FrankfurtEine kleine bayerische Raiffeisenbank verlangt von September an von Privatkunden mit großen Summen auf dem Girokonto einen Strafzins. Josef Paul, Vorstandsmitglied der Raiffeisenbank Gmund am Tegernsee, bestätigte am Mittwoch, dass die Bank für Beträge von mehr als 100.000 Euro auf dem Girokonto oder dem Tagesgeld-Konto ein „Verwahr-Entgelt“ von 0,4 Prozent erheben werde.

„Wir haben alle Großanleger gezielt angeschrieben und ihnen empfohlen, sich Gedanken zu machen“, sagte Paul. „Wenn man keine Anreize schafft, etwas zu verändern, verändert sich auch nichts“, begründete er den Schritt.

Banken zahlen selbst 0,4 Prozent, wenn sie überschüssige Einlagen über Nacht bei der Europäischen Zentralbank (EZB) parken. Auch die DZ Bank, das Spitzeninstitut der Volks- und Raiffeisenbanken, verlangt von den angeschlossenen Instituten dafür Zinsen. Bisher haben Banken diese Strafzinsen nur an institutionelle Anleger und Firmenkunden weitergereicht.

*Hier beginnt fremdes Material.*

PR #1131, opened 2021-07-09
Gem update

mdahlhausen:
Updates the gemspec to remove the google-api-client gem and its dependencies.  Uses the newer google_drive gem instead.

Also update rubyXL and nokogiri, which @ckirney raised has having security issues with the older versions.

Luckily, the google_drive gem is much simpler than the older version, so this was an easy refactor that got rid of a decent chunk of code.

### DIFF
--- a/Rakefile
+++ b/Rakefile
@@ -175,20 +175,23 @@ namespace :data do
   spreadsheet_titles = spreadsheets_ashrae + spreadsheets_deer + spreadsheets_comstock + spreadsheets_cbes
   spreadsheet_titles = spreadsheet_titles.uniq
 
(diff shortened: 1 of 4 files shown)


ckirney:
I pulled the changes into the the nrcan_master_merge branch and checked it with Trivy.  Everything looks good.

ckirney (commented):
As mentioned in my other post.  I pulled the changes into the nrcan_master_merge branch, updated the gems and checked with Trivy.  The new gems look are good and there are no security issues.  I did not check anything beyond the revised gemspec.

asparke2 (approved):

Für Privatkunden schließen sie die meisten deutschen Geldhäuser offiziell aus. Nur die Skatbank, eine zum Genossenschaftssektor gehörende Direktbank aus dem thüringischen Altenburg, hatte für Beträge über eine halbe Million Euro Negativzinsen eingeführt. Die ebenfalls genossenschaftliche Alternativ-Bank GLS plant im Kampf gegen das Zinstief von den Kunden einen monatlichen „Solidarbeitrag“ zu erheben. Viele Geldhäuser bieten inzwischen keine kostenlosen Girokonten mehr an oder erhöhen die Gebühren für Kontoführung und Kreditkarten.

Der Genossenschaftsverband Bayern (GVB), dem die 299 Volks- und Raiffeisenbanken im Freistaat angehören, äußert Verständnis für sein Mitglied vom Tegernsee. „Der extreme geldpolitische Kurs der EZB verursacht bei allen Banken erhebliche Kosten. Vor allem die Negativzinsen für das Anlegen überschüssiger Liquidität bei der Zentralbank belasten die Institute zunehmend“ , sagte ein Sprecher. Auf Dauer könnten die Banken das nicht selbst tragen. Sie überlegten sich daher Maßnahmen, um die Folgen abzupuffern. „Dazu kann es in letzter Konsequenz auch gehören, einen Auslagenersatz für Einlagen ins Auge zu fassen.“ Der GVB wisse allerdings von keiner Bank, die ähnliche Pläne wie die Raiffeisenbank Gmund verfolge.

Der Bundesverband der Deutschen Volks- und Raiffeisenbanken (BVR) erwartet nicht, dass das Beispiel aus Oberbayern Schule macht. "Der BVR glaubt nicht, dass wir in Deutschland im Privatkundengeschäft in der Breite Negativzinsen sehen werden - nicht zuletzt auf Grund der intensiven Wettbewerbssituation im deutschen Bankenmarkt." Auch in Gmund sei das klassische Breitengeschäft nicht betroffen.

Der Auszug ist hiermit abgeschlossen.